Top of MATERIAL SUPPLIED

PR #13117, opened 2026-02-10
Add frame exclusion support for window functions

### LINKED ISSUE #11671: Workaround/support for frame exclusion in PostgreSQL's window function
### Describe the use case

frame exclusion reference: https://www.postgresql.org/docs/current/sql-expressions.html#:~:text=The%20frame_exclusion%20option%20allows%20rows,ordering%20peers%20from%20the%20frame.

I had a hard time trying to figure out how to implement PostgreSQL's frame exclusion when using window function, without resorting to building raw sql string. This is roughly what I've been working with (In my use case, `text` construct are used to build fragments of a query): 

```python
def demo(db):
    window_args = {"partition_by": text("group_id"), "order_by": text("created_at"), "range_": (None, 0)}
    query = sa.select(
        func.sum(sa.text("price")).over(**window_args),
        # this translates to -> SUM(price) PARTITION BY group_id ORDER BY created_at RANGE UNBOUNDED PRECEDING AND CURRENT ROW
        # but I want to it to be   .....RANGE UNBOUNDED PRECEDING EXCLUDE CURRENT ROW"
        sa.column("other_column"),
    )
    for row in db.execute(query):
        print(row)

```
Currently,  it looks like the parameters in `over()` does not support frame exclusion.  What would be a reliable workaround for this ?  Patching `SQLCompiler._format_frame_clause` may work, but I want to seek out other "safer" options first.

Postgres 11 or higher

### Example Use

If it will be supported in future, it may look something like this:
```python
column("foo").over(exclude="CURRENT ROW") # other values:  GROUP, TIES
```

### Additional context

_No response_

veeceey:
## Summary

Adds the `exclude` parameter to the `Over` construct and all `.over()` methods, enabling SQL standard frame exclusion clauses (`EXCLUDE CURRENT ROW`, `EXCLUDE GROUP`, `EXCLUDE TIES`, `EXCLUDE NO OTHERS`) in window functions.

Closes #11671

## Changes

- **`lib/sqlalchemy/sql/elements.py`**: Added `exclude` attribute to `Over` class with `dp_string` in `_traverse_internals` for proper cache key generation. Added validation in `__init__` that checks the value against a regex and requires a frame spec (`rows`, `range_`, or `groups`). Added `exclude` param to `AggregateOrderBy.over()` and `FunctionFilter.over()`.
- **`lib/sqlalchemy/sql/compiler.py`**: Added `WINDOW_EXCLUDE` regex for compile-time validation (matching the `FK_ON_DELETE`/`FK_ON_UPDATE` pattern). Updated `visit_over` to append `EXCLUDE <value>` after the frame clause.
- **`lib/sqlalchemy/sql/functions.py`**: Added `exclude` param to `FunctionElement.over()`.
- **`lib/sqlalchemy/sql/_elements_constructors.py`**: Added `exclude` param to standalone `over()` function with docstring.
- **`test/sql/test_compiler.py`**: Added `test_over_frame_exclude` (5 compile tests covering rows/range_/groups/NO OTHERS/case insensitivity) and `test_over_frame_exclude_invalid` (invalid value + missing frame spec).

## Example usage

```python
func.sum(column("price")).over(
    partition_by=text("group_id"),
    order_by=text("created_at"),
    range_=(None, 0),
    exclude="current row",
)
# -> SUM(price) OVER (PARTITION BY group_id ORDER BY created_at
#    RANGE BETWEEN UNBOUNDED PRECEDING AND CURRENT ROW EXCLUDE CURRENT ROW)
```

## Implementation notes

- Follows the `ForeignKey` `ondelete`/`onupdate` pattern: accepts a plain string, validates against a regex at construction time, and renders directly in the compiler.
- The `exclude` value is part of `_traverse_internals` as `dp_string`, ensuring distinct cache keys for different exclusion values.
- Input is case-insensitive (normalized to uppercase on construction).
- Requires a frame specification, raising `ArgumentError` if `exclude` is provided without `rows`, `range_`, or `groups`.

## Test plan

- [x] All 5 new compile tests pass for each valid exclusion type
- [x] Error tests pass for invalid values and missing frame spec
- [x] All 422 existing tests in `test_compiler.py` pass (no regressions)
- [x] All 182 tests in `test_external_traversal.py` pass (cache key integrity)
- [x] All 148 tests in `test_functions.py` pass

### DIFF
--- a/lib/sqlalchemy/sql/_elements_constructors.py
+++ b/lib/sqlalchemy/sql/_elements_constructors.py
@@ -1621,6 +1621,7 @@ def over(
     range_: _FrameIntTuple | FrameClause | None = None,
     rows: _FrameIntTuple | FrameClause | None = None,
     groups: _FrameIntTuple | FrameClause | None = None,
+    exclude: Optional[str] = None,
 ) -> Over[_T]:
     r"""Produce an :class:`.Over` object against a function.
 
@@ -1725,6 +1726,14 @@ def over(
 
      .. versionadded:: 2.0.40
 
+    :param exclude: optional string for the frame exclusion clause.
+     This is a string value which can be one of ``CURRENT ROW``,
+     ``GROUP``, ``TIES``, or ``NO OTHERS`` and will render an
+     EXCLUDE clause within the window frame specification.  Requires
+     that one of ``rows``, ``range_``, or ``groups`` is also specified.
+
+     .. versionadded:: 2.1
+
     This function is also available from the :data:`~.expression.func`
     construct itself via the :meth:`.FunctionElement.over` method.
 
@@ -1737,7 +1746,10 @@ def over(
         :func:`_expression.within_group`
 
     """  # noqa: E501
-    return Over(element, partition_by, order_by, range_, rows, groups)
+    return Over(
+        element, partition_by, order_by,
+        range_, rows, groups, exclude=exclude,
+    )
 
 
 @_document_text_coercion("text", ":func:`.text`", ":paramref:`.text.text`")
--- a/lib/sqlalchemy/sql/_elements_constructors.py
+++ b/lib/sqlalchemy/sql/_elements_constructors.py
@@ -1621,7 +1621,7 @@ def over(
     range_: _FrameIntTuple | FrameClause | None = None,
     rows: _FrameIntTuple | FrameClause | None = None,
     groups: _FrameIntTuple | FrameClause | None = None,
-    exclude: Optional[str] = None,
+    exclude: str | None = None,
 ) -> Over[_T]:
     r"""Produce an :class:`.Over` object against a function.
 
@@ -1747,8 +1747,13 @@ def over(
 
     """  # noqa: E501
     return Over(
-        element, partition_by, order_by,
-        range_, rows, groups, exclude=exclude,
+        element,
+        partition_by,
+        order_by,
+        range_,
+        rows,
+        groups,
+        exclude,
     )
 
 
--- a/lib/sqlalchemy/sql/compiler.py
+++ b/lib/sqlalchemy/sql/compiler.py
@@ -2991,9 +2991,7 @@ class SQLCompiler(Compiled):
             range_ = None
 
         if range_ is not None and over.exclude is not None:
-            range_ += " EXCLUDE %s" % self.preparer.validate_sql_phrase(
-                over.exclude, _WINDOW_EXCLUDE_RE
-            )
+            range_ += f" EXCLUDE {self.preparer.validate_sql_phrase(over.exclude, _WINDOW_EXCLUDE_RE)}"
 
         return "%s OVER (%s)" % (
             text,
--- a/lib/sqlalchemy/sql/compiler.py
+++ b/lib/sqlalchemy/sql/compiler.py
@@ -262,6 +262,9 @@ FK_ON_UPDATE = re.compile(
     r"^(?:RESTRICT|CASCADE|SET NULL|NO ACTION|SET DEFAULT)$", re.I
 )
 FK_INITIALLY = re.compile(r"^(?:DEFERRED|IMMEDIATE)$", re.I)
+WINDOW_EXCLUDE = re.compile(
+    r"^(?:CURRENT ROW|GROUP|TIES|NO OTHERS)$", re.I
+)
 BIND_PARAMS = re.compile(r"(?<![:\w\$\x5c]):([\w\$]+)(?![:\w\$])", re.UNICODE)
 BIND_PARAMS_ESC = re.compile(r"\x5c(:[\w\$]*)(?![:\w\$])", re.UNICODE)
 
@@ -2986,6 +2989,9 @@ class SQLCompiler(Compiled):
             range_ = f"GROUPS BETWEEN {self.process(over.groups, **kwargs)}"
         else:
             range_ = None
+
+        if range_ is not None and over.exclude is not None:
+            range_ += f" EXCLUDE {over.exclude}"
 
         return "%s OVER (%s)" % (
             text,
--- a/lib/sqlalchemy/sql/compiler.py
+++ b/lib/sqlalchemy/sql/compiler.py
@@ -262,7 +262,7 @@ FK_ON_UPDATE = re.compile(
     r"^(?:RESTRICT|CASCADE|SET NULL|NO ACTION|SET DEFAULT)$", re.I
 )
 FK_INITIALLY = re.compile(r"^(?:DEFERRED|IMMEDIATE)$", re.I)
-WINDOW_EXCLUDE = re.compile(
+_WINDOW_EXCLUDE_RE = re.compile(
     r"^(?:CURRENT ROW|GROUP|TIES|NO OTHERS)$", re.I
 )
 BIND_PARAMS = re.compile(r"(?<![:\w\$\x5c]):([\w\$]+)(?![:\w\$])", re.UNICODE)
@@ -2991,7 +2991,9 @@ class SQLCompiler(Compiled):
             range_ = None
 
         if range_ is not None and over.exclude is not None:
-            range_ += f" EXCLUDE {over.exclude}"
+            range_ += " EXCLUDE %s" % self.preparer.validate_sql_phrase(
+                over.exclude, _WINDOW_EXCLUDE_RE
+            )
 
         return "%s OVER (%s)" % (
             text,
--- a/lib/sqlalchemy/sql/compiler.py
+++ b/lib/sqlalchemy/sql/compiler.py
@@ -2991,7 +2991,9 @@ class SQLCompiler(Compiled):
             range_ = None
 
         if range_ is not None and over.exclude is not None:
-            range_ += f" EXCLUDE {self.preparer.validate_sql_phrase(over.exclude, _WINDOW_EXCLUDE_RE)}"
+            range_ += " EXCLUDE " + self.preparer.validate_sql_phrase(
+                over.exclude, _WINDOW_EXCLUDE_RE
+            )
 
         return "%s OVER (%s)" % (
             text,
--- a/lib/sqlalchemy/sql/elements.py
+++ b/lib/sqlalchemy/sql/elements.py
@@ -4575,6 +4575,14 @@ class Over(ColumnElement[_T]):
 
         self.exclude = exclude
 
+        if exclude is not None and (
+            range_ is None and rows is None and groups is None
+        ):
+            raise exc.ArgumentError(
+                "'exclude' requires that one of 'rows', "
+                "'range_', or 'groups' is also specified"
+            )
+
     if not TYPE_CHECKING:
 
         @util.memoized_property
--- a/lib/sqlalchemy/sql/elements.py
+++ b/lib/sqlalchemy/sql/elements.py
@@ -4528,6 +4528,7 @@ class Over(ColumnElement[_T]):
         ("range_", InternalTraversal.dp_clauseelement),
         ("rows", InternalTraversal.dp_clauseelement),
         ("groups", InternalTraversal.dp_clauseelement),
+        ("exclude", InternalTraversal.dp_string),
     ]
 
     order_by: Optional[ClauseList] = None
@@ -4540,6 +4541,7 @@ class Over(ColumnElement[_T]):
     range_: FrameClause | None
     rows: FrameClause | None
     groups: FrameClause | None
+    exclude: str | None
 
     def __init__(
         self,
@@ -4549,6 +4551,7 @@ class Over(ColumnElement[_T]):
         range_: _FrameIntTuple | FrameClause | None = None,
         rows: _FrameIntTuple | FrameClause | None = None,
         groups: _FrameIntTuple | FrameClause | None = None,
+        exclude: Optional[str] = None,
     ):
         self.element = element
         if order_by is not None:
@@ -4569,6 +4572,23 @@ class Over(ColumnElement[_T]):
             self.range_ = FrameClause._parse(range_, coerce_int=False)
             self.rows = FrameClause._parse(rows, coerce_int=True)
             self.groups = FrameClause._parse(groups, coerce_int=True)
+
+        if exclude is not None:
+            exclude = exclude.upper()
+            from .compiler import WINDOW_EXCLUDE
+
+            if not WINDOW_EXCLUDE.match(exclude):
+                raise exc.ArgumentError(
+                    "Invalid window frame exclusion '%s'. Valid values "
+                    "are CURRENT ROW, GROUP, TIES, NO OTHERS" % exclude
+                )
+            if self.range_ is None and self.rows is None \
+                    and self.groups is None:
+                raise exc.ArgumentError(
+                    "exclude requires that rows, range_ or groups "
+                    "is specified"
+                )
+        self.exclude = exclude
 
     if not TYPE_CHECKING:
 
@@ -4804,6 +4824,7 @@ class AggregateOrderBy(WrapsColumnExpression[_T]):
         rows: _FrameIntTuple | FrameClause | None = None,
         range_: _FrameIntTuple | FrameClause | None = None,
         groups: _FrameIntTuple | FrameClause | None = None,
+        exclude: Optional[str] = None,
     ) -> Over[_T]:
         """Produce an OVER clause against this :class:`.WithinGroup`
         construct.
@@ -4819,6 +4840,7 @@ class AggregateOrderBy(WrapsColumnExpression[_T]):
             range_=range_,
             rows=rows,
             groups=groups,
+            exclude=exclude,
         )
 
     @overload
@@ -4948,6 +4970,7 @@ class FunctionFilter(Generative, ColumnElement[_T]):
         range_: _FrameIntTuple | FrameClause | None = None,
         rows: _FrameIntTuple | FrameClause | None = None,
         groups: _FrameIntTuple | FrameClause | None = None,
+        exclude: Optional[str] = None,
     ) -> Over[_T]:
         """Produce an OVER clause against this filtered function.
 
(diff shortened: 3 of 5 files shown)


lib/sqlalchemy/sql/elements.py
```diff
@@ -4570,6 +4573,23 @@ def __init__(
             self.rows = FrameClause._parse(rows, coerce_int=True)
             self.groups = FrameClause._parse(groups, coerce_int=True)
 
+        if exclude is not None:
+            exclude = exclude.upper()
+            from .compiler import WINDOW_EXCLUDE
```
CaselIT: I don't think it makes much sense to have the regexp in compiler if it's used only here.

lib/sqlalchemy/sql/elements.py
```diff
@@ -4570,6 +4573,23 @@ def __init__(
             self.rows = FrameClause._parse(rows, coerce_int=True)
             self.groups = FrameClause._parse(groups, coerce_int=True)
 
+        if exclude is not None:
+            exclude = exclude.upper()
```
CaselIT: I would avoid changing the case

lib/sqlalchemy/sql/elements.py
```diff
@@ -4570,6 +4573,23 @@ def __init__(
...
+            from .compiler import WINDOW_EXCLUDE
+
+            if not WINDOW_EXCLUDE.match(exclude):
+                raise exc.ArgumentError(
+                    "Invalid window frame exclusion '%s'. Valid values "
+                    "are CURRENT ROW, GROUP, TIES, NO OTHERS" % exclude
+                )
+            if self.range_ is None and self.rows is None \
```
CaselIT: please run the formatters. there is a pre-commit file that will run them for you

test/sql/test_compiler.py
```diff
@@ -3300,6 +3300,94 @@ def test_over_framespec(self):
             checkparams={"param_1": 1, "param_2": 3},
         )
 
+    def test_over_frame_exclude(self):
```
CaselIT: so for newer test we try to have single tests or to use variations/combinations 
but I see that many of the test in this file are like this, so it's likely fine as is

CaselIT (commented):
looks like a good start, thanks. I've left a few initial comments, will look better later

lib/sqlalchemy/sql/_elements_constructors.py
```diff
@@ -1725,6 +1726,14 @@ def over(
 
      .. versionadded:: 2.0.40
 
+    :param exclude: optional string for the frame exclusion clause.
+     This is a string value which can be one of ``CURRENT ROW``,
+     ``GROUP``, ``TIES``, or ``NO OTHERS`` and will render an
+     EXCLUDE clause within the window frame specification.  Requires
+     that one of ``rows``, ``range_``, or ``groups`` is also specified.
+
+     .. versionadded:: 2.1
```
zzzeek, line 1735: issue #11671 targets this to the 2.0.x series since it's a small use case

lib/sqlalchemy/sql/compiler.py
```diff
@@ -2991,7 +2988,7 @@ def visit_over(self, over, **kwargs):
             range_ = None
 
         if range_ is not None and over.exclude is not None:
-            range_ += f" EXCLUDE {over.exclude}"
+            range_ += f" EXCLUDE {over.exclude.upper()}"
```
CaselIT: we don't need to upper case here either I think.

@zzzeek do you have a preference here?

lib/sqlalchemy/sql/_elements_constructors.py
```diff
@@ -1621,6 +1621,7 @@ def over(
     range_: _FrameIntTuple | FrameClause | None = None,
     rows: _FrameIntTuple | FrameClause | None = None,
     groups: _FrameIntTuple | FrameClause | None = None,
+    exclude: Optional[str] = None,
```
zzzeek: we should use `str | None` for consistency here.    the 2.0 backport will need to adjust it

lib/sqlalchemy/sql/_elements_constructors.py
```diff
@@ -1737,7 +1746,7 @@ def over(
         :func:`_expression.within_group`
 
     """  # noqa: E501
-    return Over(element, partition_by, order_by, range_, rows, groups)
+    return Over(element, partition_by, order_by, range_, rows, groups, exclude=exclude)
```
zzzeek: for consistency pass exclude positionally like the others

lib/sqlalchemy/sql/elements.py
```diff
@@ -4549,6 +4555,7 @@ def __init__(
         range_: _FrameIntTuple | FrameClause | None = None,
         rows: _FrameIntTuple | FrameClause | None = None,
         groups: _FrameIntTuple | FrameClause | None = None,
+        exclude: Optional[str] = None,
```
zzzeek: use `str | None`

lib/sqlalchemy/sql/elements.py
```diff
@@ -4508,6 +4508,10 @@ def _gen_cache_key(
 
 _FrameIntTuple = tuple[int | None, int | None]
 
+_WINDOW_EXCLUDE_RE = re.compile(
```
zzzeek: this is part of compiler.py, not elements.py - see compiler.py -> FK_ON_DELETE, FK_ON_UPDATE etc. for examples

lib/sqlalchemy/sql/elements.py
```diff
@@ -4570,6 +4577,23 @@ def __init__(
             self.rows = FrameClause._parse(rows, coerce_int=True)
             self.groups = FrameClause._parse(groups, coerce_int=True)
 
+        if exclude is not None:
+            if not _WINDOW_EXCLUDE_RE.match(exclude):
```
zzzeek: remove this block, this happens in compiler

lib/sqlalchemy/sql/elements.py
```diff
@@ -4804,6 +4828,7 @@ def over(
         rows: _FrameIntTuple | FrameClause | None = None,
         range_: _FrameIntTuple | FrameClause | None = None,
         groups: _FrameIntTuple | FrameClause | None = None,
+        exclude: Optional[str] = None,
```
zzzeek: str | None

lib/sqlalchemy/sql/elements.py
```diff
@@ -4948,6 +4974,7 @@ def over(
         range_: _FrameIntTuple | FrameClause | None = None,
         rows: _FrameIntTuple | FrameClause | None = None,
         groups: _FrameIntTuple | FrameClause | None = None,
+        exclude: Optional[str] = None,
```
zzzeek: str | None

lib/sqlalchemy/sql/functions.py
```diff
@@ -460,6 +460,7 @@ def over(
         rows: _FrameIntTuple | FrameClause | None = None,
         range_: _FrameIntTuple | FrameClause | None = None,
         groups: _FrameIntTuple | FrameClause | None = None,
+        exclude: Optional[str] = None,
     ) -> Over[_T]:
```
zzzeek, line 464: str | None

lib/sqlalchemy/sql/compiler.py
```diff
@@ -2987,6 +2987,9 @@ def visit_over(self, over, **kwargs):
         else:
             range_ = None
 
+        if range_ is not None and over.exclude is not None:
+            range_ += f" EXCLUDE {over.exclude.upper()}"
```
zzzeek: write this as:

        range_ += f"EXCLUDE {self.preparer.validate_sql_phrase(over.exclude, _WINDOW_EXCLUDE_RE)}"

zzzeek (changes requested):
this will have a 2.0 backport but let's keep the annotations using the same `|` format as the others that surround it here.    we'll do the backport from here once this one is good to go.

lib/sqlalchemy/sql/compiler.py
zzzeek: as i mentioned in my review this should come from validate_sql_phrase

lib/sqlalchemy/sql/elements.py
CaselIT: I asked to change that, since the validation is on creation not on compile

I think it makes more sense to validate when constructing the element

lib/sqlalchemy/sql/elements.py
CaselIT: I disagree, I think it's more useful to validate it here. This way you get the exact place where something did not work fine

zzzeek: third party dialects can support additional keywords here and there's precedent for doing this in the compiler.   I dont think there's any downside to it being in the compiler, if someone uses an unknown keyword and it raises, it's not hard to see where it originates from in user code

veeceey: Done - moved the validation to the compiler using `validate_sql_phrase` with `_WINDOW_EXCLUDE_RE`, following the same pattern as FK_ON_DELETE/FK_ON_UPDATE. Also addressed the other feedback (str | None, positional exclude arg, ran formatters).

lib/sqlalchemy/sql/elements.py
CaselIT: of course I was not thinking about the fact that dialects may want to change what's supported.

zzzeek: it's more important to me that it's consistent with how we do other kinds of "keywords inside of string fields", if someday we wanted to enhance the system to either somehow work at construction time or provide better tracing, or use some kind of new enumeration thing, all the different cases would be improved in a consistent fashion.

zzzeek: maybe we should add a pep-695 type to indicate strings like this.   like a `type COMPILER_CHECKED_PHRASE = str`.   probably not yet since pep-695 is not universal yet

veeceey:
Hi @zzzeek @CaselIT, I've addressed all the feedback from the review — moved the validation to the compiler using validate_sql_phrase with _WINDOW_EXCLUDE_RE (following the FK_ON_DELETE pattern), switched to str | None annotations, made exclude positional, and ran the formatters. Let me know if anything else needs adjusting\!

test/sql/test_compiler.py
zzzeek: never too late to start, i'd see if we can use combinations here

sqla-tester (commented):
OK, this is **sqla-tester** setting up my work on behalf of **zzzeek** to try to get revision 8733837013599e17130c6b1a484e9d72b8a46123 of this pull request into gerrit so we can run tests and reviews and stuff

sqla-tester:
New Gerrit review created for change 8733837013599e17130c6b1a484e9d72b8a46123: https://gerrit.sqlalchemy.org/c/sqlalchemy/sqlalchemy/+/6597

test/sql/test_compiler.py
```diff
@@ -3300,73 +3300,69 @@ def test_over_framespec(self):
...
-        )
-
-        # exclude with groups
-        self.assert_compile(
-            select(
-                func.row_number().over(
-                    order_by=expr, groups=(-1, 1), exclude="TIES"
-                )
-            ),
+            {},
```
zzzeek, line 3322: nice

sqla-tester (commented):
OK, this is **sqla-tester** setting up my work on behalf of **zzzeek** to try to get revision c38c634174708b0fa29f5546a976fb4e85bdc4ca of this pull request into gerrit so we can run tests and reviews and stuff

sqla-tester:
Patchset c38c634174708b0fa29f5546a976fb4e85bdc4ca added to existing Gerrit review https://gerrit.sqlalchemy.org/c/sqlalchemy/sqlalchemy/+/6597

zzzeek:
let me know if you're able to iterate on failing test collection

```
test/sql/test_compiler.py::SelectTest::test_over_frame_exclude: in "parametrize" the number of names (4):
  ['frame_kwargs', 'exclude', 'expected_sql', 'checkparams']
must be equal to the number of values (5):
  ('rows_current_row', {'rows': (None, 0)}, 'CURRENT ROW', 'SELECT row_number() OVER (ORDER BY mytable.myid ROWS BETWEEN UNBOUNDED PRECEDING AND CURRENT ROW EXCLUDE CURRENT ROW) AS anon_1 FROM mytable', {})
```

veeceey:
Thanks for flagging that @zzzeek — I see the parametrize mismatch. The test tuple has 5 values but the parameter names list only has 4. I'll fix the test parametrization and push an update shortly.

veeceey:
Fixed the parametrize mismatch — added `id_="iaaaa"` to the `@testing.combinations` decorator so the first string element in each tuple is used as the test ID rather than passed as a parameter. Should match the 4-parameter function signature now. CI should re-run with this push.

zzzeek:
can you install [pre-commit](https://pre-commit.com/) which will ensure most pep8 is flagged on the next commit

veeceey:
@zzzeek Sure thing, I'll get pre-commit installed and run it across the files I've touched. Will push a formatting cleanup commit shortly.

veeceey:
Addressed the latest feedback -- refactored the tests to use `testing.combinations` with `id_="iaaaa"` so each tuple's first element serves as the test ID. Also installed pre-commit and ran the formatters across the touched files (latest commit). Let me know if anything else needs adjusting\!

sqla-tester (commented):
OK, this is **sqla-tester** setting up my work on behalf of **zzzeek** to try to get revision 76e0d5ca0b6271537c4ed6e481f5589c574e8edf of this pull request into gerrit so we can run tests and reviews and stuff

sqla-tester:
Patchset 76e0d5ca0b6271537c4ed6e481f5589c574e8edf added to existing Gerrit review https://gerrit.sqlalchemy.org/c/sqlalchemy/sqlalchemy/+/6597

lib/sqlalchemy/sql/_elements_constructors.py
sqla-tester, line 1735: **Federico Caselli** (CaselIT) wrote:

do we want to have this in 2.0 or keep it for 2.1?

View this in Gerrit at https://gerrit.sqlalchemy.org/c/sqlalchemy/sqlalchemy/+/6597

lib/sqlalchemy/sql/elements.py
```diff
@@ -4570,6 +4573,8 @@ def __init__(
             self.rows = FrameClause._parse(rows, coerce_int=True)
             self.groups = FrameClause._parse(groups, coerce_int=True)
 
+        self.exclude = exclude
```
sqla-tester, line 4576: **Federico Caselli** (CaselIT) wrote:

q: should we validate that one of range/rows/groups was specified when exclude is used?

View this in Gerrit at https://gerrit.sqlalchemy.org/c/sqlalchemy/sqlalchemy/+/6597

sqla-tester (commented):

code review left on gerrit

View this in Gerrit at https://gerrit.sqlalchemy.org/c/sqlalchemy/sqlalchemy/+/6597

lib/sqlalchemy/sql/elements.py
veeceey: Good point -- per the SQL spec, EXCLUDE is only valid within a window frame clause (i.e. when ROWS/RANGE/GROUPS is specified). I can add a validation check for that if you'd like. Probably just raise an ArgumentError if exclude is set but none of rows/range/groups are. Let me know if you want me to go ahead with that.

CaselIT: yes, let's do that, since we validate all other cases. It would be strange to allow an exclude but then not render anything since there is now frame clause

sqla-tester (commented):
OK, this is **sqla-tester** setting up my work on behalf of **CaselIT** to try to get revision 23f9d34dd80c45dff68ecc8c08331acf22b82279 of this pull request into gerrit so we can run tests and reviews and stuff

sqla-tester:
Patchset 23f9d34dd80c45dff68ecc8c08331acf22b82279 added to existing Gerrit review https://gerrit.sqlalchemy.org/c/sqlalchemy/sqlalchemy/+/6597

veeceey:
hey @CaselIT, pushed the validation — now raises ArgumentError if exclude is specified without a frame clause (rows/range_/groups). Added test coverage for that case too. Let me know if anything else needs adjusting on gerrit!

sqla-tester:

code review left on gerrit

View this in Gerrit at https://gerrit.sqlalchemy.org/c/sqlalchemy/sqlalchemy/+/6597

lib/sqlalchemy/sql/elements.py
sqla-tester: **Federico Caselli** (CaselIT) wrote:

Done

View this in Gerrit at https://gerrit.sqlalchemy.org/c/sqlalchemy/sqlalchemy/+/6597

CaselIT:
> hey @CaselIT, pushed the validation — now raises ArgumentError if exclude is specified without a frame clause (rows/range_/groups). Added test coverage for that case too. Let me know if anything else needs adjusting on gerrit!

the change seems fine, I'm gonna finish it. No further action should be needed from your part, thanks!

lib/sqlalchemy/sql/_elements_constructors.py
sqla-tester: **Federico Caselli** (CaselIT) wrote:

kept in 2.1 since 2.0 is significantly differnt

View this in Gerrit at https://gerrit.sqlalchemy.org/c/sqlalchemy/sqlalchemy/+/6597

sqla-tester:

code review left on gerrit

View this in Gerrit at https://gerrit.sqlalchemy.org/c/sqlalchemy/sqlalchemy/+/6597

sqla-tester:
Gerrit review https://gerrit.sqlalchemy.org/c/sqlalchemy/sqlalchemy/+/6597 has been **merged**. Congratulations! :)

Bottom of MATERIAL SUPPLIED

» **WHAT THE TASK REQUIRES**
In the entries above, identify each line that includes the string "start", then copy it.

» **SOLUTION TO THIS EXERCISE**
looks like a good start, thanks. I've left a few initial comments, will look better later
zzzeek: never too late to start, i'd see if we can use combinations here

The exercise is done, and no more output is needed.